**HOW TO COMPLETE THIS TASK**: Scan the listing for "private" and copy out each line that has it.

**EXTRACTED DATA**:
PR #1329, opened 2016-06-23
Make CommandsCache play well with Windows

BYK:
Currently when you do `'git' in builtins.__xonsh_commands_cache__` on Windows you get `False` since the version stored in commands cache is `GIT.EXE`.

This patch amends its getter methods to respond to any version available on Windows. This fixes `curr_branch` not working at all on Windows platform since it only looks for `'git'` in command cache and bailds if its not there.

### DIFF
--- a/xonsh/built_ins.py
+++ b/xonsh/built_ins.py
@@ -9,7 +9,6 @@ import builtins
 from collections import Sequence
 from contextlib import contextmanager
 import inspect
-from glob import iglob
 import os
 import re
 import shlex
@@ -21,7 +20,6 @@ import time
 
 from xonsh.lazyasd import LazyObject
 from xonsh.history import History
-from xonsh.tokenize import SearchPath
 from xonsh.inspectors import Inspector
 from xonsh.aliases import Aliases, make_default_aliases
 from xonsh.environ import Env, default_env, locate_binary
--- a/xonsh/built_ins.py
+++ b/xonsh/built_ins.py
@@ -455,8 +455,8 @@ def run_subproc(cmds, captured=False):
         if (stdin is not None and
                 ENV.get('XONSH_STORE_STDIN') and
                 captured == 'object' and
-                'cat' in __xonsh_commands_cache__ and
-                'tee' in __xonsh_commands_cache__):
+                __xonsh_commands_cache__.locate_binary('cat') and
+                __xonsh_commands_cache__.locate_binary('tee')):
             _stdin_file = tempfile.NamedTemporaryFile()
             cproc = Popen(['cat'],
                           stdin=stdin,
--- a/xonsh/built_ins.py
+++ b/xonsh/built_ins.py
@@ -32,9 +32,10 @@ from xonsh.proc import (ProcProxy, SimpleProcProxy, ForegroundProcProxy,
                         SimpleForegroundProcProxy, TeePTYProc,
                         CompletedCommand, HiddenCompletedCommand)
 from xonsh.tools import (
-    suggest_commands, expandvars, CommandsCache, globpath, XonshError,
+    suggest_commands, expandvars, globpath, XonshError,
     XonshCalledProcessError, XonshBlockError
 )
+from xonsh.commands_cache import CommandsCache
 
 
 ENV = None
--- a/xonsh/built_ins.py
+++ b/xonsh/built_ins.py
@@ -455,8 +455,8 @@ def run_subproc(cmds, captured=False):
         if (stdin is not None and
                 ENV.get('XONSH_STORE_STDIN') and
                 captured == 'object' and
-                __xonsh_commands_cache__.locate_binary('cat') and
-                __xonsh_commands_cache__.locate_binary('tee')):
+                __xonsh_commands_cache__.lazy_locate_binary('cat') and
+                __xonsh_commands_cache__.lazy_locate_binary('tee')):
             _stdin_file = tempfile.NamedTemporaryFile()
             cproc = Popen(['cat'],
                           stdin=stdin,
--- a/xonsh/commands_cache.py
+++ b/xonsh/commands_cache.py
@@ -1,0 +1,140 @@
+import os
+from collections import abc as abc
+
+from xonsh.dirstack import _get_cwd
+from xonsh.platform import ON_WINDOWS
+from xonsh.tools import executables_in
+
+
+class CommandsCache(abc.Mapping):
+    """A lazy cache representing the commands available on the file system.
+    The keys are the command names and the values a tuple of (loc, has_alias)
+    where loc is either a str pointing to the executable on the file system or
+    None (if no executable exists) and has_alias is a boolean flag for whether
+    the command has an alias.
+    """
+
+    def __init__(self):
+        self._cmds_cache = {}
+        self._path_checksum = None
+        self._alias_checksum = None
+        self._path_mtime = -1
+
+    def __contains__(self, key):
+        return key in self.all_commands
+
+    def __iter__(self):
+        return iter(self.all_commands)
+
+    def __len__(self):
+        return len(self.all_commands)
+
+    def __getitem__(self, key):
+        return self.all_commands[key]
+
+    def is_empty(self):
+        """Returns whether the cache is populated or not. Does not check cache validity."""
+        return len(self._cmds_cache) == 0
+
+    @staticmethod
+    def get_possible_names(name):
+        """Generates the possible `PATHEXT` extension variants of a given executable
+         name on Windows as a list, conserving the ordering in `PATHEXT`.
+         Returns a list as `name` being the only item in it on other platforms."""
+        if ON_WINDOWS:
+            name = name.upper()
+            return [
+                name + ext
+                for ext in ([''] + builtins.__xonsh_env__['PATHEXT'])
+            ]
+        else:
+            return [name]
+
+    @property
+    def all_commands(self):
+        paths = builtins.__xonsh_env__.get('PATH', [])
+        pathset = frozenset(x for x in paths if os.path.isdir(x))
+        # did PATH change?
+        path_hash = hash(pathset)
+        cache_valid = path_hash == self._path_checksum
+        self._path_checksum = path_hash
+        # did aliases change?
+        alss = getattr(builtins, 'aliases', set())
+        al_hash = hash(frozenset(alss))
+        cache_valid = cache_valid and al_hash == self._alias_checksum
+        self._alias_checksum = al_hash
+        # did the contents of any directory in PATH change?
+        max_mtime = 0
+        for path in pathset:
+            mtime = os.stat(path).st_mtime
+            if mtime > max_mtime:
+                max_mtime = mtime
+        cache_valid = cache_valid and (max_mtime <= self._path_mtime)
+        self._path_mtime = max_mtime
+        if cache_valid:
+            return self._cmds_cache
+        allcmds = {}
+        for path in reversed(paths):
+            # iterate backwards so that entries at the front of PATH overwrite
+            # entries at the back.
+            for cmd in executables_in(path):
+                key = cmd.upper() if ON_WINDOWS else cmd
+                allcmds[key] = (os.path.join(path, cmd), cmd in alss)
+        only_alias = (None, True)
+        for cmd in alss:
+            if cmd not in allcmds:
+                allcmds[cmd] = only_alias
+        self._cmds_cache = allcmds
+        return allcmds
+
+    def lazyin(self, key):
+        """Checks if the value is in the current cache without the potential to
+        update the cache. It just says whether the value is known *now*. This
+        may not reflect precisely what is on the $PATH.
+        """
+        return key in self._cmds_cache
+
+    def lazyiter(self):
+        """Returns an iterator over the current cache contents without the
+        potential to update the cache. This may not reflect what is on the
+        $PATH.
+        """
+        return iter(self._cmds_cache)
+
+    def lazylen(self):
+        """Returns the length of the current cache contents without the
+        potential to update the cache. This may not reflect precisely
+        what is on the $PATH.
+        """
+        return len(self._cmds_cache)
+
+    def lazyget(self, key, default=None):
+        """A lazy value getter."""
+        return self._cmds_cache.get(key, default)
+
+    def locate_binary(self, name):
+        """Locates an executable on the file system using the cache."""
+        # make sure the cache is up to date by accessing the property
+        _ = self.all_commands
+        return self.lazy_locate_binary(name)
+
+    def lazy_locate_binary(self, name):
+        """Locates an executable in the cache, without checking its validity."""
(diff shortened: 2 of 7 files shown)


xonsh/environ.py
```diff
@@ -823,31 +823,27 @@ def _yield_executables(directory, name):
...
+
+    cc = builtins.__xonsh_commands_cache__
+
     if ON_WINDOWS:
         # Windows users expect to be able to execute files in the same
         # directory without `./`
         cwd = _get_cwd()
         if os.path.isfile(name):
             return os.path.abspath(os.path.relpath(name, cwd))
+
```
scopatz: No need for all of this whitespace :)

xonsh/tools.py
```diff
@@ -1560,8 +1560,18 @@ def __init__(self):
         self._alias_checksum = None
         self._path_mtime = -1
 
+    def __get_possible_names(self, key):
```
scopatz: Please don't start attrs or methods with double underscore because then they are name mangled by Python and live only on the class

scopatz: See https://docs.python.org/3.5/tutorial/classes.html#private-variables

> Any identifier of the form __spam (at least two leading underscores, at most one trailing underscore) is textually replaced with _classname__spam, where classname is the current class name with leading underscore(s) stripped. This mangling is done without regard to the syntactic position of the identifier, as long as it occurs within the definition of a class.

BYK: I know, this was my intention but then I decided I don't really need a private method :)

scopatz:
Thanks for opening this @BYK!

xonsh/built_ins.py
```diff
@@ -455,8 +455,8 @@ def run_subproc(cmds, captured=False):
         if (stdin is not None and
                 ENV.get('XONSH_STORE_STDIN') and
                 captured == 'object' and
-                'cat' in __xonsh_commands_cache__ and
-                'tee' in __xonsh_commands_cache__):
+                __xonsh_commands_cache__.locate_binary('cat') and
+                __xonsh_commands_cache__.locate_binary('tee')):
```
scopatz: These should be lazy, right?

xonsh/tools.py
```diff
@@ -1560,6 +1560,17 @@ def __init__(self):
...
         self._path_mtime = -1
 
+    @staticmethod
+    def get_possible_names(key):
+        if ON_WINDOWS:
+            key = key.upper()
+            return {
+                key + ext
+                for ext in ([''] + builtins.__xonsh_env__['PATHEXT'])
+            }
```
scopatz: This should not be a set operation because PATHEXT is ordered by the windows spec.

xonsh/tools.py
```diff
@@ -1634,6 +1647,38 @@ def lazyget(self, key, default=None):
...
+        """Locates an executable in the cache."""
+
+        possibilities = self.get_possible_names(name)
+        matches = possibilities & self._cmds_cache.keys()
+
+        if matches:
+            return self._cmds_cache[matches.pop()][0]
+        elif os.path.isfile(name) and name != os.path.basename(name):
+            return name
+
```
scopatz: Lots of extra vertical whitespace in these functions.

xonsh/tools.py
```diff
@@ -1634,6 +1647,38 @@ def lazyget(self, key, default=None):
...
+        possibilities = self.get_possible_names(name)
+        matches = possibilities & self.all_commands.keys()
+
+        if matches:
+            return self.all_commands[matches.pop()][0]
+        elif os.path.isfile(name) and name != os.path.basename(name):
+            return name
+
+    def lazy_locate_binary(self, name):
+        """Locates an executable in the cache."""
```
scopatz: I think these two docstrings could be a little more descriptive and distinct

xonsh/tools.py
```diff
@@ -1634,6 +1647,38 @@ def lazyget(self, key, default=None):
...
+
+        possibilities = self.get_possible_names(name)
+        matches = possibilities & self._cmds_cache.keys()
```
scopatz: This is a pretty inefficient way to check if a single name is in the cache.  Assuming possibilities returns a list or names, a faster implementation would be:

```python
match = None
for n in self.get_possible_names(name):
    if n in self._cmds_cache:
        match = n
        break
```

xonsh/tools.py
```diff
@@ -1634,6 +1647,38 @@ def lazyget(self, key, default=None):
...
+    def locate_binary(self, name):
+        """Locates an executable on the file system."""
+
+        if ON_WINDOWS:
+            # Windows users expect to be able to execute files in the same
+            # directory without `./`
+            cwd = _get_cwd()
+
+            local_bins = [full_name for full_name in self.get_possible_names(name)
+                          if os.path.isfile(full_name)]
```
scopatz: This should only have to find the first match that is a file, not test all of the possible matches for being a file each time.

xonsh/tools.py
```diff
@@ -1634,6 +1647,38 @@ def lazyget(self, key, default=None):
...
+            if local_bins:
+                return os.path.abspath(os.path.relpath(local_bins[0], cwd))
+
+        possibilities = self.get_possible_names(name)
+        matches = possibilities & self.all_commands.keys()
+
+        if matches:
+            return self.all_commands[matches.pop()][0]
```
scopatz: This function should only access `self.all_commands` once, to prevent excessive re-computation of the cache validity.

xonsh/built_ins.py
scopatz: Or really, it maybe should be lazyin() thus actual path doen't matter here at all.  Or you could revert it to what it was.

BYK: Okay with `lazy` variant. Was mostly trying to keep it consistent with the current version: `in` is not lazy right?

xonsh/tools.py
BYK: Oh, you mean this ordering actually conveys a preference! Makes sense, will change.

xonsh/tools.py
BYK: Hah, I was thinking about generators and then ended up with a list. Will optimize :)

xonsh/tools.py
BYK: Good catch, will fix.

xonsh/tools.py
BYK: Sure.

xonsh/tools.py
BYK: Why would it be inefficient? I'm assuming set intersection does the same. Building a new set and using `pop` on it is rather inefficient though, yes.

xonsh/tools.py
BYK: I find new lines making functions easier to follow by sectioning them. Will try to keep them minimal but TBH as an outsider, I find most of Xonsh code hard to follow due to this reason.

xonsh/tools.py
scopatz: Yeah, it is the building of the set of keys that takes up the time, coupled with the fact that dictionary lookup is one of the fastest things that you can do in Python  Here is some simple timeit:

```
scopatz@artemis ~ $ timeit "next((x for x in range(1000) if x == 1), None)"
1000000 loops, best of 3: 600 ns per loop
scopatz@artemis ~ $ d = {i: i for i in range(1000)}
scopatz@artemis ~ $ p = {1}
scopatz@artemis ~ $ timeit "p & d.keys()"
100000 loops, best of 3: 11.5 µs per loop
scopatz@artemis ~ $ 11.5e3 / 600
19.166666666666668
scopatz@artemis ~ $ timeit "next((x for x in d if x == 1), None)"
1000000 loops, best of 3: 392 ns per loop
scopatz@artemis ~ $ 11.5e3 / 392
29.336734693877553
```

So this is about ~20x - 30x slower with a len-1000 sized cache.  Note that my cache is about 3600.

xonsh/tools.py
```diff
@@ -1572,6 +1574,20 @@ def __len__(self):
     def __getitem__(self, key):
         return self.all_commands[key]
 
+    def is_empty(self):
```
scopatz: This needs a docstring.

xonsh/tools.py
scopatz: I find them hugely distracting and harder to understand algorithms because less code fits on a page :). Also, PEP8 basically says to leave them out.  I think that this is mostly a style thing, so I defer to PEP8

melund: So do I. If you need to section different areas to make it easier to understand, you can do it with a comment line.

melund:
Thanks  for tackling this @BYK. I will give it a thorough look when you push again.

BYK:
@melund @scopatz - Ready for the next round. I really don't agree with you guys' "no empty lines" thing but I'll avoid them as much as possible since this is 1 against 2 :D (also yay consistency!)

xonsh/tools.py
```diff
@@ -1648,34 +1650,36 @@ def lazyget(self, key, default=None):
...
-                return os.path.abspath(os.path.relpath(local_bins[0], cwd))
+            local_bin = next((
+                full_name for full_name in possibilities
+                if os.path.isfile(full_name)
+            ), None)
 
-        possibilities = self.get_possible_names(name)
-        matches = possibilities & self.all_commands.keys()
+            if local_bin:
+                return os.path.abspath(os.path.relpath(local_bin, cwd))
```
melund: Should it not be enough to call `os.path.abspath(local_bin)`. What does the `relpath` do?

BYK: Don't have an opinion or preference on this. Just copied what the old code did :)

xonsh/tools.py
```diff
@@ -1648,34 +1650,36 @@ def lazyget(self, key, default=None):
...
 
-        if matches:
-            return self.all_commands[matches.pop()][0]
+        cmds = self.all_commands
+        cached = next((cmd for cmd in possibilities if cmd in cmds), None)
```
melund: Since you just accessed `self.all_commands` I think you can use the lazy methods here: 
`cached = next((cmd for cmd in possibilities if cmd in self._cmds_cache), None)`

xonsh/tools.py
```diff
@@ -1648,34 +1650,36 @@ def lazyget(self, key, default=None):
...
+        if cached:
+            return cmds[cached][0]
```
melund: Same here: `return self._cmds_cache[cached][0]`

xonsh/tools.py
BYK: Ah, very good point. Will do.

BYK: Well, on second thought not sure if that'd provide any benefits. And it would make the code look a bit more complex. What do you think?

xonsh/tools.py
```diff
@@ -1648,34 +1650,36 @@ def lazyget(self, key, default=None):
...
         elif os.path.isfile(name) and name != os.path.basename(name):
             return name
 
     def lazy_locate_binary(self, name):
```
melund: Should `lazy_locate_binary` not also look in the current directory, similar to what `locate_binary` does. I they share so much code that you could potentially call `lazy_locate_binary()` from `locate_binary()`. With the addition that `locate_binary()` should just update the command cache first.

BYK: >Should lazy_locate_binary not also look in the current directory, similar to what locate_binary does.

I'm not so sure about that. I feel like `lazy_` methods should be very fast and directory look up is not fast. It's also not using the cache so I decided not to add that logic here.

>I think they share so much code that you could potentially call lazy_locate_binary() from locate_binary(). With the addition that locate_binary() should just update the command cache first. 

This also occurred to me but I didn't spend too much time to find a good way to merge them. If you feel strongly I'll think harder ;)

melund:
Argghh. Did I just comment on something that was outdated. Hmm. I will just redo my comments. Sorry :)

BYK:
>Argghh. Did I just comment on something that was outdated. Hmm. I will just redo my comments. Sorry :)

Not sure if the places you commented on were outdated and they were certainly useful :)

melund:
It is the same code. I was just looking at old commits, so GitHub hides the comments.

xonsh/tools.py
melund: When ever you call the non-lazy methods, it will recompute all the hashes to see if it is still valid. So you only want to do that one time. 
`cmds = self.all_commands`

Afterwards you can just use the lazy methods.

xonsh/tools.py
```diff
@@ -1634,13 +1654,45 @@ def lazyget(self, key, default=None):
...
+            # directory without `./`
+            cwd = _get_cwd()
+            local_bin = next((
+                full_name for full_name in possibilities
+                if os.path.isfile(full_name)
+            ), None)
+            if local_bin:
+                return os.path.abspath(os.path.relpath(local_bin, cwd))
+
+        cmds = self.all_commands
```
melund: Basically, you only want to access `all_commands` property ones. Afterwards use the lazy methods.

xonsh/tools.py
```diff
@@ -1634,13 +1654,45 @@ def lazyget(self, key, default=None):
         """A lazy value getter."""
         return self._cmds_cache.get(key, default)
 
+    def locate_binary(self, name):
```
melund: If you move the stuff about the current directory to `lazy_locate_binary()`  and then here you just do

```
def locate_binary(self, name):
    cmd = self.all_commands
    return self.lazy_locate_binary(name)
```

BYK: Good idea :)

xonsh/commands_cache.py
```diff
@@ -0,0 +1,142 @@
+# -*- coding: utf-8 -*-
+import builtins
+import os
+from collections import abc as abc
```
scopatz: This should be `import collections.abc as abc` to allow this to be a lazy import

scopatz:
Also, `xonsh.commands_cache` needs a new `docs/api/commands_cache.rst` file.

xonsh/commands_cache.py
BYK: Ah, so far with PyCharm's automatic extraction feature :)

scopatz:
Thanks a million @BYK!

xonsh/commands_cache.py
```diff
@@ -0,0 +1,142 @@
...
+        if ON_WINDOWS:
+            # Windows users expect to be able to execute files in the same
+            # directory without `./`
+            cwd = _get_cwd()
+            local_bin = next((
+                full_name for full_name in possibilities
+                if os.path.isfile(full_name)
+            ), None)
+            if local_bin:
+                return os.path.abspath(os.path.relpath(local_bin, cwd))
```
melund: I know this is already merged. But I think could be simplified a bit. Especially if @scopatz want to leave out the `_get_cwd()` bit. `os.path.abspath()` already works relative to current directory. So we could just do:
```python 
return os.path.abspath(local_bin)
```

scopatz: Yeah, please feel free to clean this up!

**REPLY**:
scopatz: See https://docs.python.org/3.5/tutorial/classes.html#private-variables
BYK: I know, this was my intention but then I decided I don't really need a private method :)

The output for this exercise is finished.